BEGIN

PR #2268, opened 2021-12-03
Qaz's power cost adjustment

sdynet:
In early games, the risk is greater than the benefits of worshiping Qaz. His signature characteristic, the unstoppable noise, is a fatal disqualification, but the powers given are too expensive to overcome the ordeal and require long training to be strong. So, I have somewhat eased the cost of power. I hope the players will be able to overcome the hostile environment more actively.

### DIFF
--- a/crawl-ref/source/ability.cc
+++ b/crawl-ref/source/ability.cc
@@ -595,11 +595,11 @@ static vector<ability_def> &_get_ability_list()
 
         // Qazlal
         { ABIL_QAZLAL_UPHEAVAL, "Upheaval",
-            4, 0, 3, {fail_basis::invo, 40, 5, 20}, abflag::none },
+            2, 0, 2, {fail_basis::invo, 40, 5, 20}, abflag::none },
         { ABIL_QAZLAL_ELEMENTAL_FORCE, "Elemental Force",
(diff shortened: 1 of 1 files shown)


semitonal:
I'd tend more towards saying that Qazlal's abilities are appropriately costed, and many other god abilities are much too cheap. I could see reducing the cost of Upheaval slightly, since that is supposed to be a little more spammable, but I wouldn't be keen to reduce the costs of the other two abilities personally.

sdynet:
> I'd tend more towards saying that Qazlal's abilities are appropriately costed, and many other god abilities are much too cheap. I could see reducing the cost of Upheaval slightly, since that is supposed to be a little more spammable, but I wouldn't be keen to reduce the costs of the other two abilities personally.

Well, I understand. But the key is not the cost. Qaz's early games were too harsh, and I intended to give a small advantage accordingly. If you don't want to adjust the cost, what do you think is a good solution?

semitonal:
I did go ahead and slightly reduce the MP and piety cost of Upheaval, and the MP cost of Elemental Force, alongside some other god ability changes to tone down some strong abilities on other gods: 46f1710d2ca8

PR #2271, opened 2021-12-05
Externalise hints text (part 1).

powerbf:
Moved a lot of text from hints.cc to hints.txt.
As part of this, I also moved the Lua function hints_type from dlua into clua, so that it can be used in hints.txt.


ebering:
Thanks for this patch! This sort of db work is nice to have, it was unfortunate for the timing of this that a separate hints edit landed at the same time and created some merge conflicts. I've cleaned it all up in the merge.

PR #5045, opened 2026-01-23
feat: add estimated XL to skill target in the skill ? menu

RypoFalem:
Because sometimes you want to know how long it will take to reach some arbitrary skill target that isn't a weapon's mindelay or a talisman's min/max skill.

### DIFF
--- a/crawl-ref/source/describe.cc
+++ b/crawl-ref/source/describe.cc
@@ -4334,6 +4334,28 @@ string get_skill_description(skill_type skill, bool need_title)
 
     result += getLongDescription(lookup);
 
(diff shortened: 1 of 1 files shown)


RypoFalem:
image
It looks like this.

Cgettys:
This is a fantastic idea :)

Cgettys:
I'd also love to see how much MP and HP added to FIghting and Invo and so on, but I should do that myself rather than just complaining if I can find time...

CrawlOdds:
Very nice, thanks! Fixed (with minor commonisation) in b1462f3

PR #5046, opened 2026-01-24
Handle feature mimics and terrain change better

CrawlOdds:
We ignore feature mimics which are currently covered by a terrain change, and don't discard feature mimics on terrain reversion.

This fixes a few silly issues:
- If you covered a mimic and didn't step next to it, it became a real feature. This awesome tech can be used to get 1% more shops using hellfire mortar or similar.
- If you cover a mimic with temporary terrain other than water (e.g. a bog or hellfire mortar), and then stepped next to it, it was revealed as a lava mimic or similar.

This means that if temporary mimics previously worked (which the author would bet against), they definitely don't now.

### DIFF
--- a/crawl-ref/source/mon-util.cc
+++ b/crawl-ref/source/mon-util.cc
@@ -1010,6 +1010,10 @@ void discover_mimic(const coord_def& pos)
 
     const dungeon_feature_type feat = env.grid(pos);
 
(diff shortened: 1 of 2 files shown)


WizardIke:
This doesn't quite work as we still need to remove the mimic status when changing from one type of permanent terrain to another. I going to close this as I did a similar fix in 4d7c644

PR #5053, opened 2026-01-27
fix: correct crawl.grammar re: qual vs. qualname

dossy:
See: crawl-ref/source/libutil.cc description_type_by_name()


dossy:
https://github.com/crawl/crawl/actions/runs/21416360265/job/64614158806 failed because it needed https://github.com/crawl/crawl/commit/511dc2e70d5548748bd4992796731a204faa7df3

WizardIke:
Thanks for the fix. I don't think you've been added to the credits yet. If you haven't, want name would you like me to add you under?

dossy:
@WizardIke `Dossy Shiobara` would be great, thanks.

PR #5054, opened 2026-01-28
feat: alert monsters affected by clouds to the clouder

RypoFalem:
Since f96b50d monsters are no longer alerted automatically to cast spells. That made apparent that clouds weren't alerting monsters to the cloud creator; monsters would wander through player-created freezing clouds without taking notice of the player. Silly! So change that.


DracoOmega:
Merged, thanks!

PR #5057, opened 2026-02-01
Don't summon trees under monsters who can't live in them

CrawlOdds:
This is especially awkward for creeping plasmodia, who "flop about on dry land" in response. Earth elementals cope better, but it still seems like a bad idea to violate habitability rules like this.


DracoOmega:
Merged, thanks!

PR #5061, opened 2026-02-03
fix: Prompt for talisman warning inscriptions and excommunication

RypoFalem:
Talisman !P (Put on) and !R (Remove) inscriptions are now respected. (As well as !*, implicitly.)

Talismans that would excommunicate you now give you a warning. This technically also affects rings and amulets. Though, as far as I know putting on rings and amulets that your god hates merely give you penance each turn. I suspect the warning for penance was intentionally absent so I didn't change that but if there's a ring or amulet that would instantly excommunicate you, there will now be a prompt for that.

The items were already highlighted a scary red by default which was warning enough for the issue to go unnoticed.

### DIFF
--- a/crawl-ref/source/invent.cc
+++ b/crawl-ref/source/invent.cc
@@ -1687,7 +1687,8 @@ bool needs_handle_warning(const item_def &item, operation_types oper,
         return true;
     }
 
-    if (oper == OPER_EVOKE || oper == OPER_PUTON && god_hates_item(item))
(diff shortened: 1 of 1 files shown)


RypoFalem:
Hold up. There's an issue with flux baubbles

RypoFalem:
Ok should be good to go when the tests pass.

DracoOmega:
Merged, thanks!

PR #5062, opened 2026-02-05
text: minor tutorial message tweak

RypoFalem:
You can pretend this had a misleading commit title like "replace stones with boomerangs" if you like.


gammafunk:
The current text is actually correct. This message is referring to the training dummies in the previous section, not the player.

PR #5072, opened 2026-02-11
feat: Add options to limit longwalking aka shift running

RypoFalem:
I often use shift+direction instead of autoexplore because it lets me explore manually with significantly fewer key presses and lets me act fast with the assurance that it will stop if a monster comes on screen. However, sometimes longwalking can unexpectedly put you dozens of tiles from where you started in unexplored territory leaving a lot of opportunity for monsters to flank you. Avoiding such situations is usually why I opted for longwalking over autoexplore in the first place!

There's a new option, longwalk_range, that gives you some control over the maximum distance shift+direction can take you. It is documented in options_guide.txt but I will summarize the possibilities here:
* los       - travel as far as your character's current line of sight range.
* visible   - travel only to tiles you can see when you start.
* unlimited - no distance limitation. Just as it was before.
* constant  - a set distance the user can provide using the new longwalk_range_constant option.

-- end commit message

I've wanted this feature for years but got lost trying to make sense of the travel code every time I tired haha.

Some bike shedding potential:
* is longwalk a good name for it? That's the name given in the in-game control menu `??` and I preferred using that name at least in the codebase because I felt "run" might be ambiguous. The player-facing option doesn't need to keep that name, I think.
* What's the best default mode? The current default is `los` which is a character's los radius, which changes with species, equipment and god abilities. A `constant` 7 or 10 might confuse players less. My favorite is `visible` which only travels to tiles you could currently see (so up to 2 tiles with heavenly storm active) but I am not sure if others would appreciate that.

### DIFF
--- a/crawl-ref/docs/options_guide.txt
+++ b/crawl-ref/docs/options_guide.txt
@@ -1144,6 +1144,23 @@ travel_open_doors = (avoid | approach | open)
             open = Autoexplore/travel will open doors. (default)
         This does not affect runed doors, which are always avoided.
 
+longwalk_range = (los | visible | unlimited | constant)
+        Set the maximum distance for longwalking (shift+direction by default).
+          los = Your current line of sight range. This is 7 for most species and
+                is affected by items such as scarf of shadows.
+          visible = Only visit visible tiles. This is limited by line of sight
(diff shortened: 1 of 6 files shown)


CrawlOdds:
Thanks! Merged in 4de224a.

Issue #3346, opened 2023-11-09
Ely penance ambiguity, unrewarding gameplay


robbiemu:
**PLATFORM and OS or BROWSER:**
webtiles at crawl.kelbi.org

**DCSS VERSION AND GAME INFORMATION:**
0.31 "trunk" at crawl.kelbi.org

**DESCRIPTION:**

tl-dr; when completing penace for a good god, which you might do for gameplay reasons, you original piety should be restored.

I did a bad thing, and I saw the error in my ways. I killed a bunch of butterflies in vault:2 with immolation and scroll of butterflies. I was placed under penance. After some continued play, I brought it up on discord, and was told I can just leave and rejoin. It brought to mind the natural question "if I wait out penance, will my piety be at zero or will I get my old piety back?" And the same person said "the later". I looked in the source a tiny bit and noticed there is a MAX_PENANCE of 200. So I thought, well, I've already played through probably 50 piety (which was an overestimate, hindsight is 20/20), I'm basically just as far either way, I'll just play out penance.

I completed vault 2, and 3 and 4. I went on to elf and after completing elf 2, I finally saw the first change in my penance status message. So I went on to crypt and completed crypt. Even after crypt, I still was in the final stages of penance. So I went into Depths and in depths 1 I finally completed penance. My piety was at 0 pips. 

I sent screenshots on discord and we talked about it, someone noted that while it should restore piety, piety decay still happens. 

Of course, it takes so long to work off penance when you immolate butterflies that by then, my piety had decayed to zero, so the discord idea goes.

To me this is _horribly wrong_. I am chatting with contributors and players who go on 15 rune streaks and the answers they had were natural enough and inspired good gameplay. Yet this failing consequence is stunning.

**EXTRA FILES:**

PR #5083, opened 2026-02-14
Except piety decay of good gods during penance

Coaxy:
During penance, the piety of the good gods would no longer decay.

Saw https://github.com/crawl/crawl/issues/3346 and agreed with it. While the good gods ability to change gods without wrath is interesting, having your piety decay during penances (especially during long ones) makes the decision for you.


RypoFalem:
Should point out that there's a plan to remove piety decay in general! #5007

WizardIke:
Closing as piety decay has now been removed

END

- _PROMPT_
In the records, which lines mention the word "abflag"? Copy those lines.

- _YOUR SOLUTION_
-            4, 0, 3, {fail_basis::invo, 40, 5, 20}, abflag::none },
+            2, 0, 2, {fail_basis::invo, 40, 5, 20}, abflag::none },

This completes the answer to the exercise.